=== Begin Enclosure ===

PR #616, opened 2017-10-21
Warn about specifying ip_version and ip_address together

danielcompton:


danielcompton:
I can't see any docs for it either, but I got an error when I tried to add `ip_version`:

```console
$ tfapply
google_compute_global_forwarding_rule.new-ipv4: Creating...
  ip_address:        "" => "<snip>"
  ip_protocol:       "" => "<computed>"
  ip_version:        "" => "IPV4"
  label_fingerprint: "" => "<computed>"
  name:              "" => "new-forwarding-rule"
  port_range:        "" => "80"
  self_link:         "" => "<computed>"
  target:            "" => "https://www.googleapis.com/compute/v1/projects/<snip>/global/targetHttpProxies/<snip>"
Error applying plan:

1 error(s) occurred:

* google_compute_global_forwarding_rule.new-ipv4: 1 error(s) occurred:

* google_compute_global_forwarding_rule.new-ipv4: Error creating Global Forwarding Rule: googleapi: Error 400: Invalid value for field 'resource.ipVersion': 'IPV4'. Both IP Version and IP Address cannot be specified., invalid

```

paddycarver:
How very bizarre. Let me try a few different types of forwarding rules out (I know there are a few configurations supported that have different requirements) and make sure it's not valid for any of them, then we can go ahead and merge it. In lieu of documentation anywhere else, though, I just want to be sure that this actually holds in _all_ cases.

danielcompton:
My assumption was that it was to be used to create an ephemeral IP address only, but would be good to see what the intended behaviour is.

rosbo:
I agree with your assumption @danielcompton and like the clarification in the docs.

=== End Enclosure ===

◆ What you will do
Only an exact copy of the data above will do.

◆ Result of the task
PR #616, opened 2017-10-21
Warn about specifying ip_version and ip_address together

danielcompton:


danielcompton:
I can't see any docs for it either, but I got an error when I tried to add `ip_version`:

```console
$ tfapply
google_compute_global_forwarding_rule.new-ipv4: Creating...
  ip_address:        "" => "<snip>"
  ip_protocol:       "" => "<computed>"
  ip_version:        "" => "IPV4"
  label_fingerprint: "" => "<computed>"
  name:              "" => "new-forwarding-rule"
  port_range:        "" => "80"
  self_link:         "" => "<computed>"
  target:            "" => "https://www.googleapis.com/compute/v1/projects/<snip>/global/targetHttpProxies/<snip>"
Error applying plan:

1 error(s) occurred:

* google_compute_global_forwarding_rule.new-ipv4: 1 error(s) occurred:

* google_compute_global_forwarding_rule.new-ipv4: Error creating Global Forwarding Rule: googleapi: Error 400: Invalid value for field 'resource.ipVersion': 'IPV4'. Both IP Version and IP Address cannot be specified., invalid

```

paddycarver:
How very bizarre. Let me try a few different types of forwarding rules out (I know there are a few configurations supported that have different requirements) and make sure it's not valid for any of them, then we can go ahead and merge it. In lieu of documentation anywhere else, though, I just want to be sure that this actually holds in _all_ cases.

danielcompton:
My assumption was that it was to be used to create an ephemeral IP address only, but would be good to see what the intended behaviour is.

rosbo:
I agree with your assumption @danielcompton and like the clarification in the docs.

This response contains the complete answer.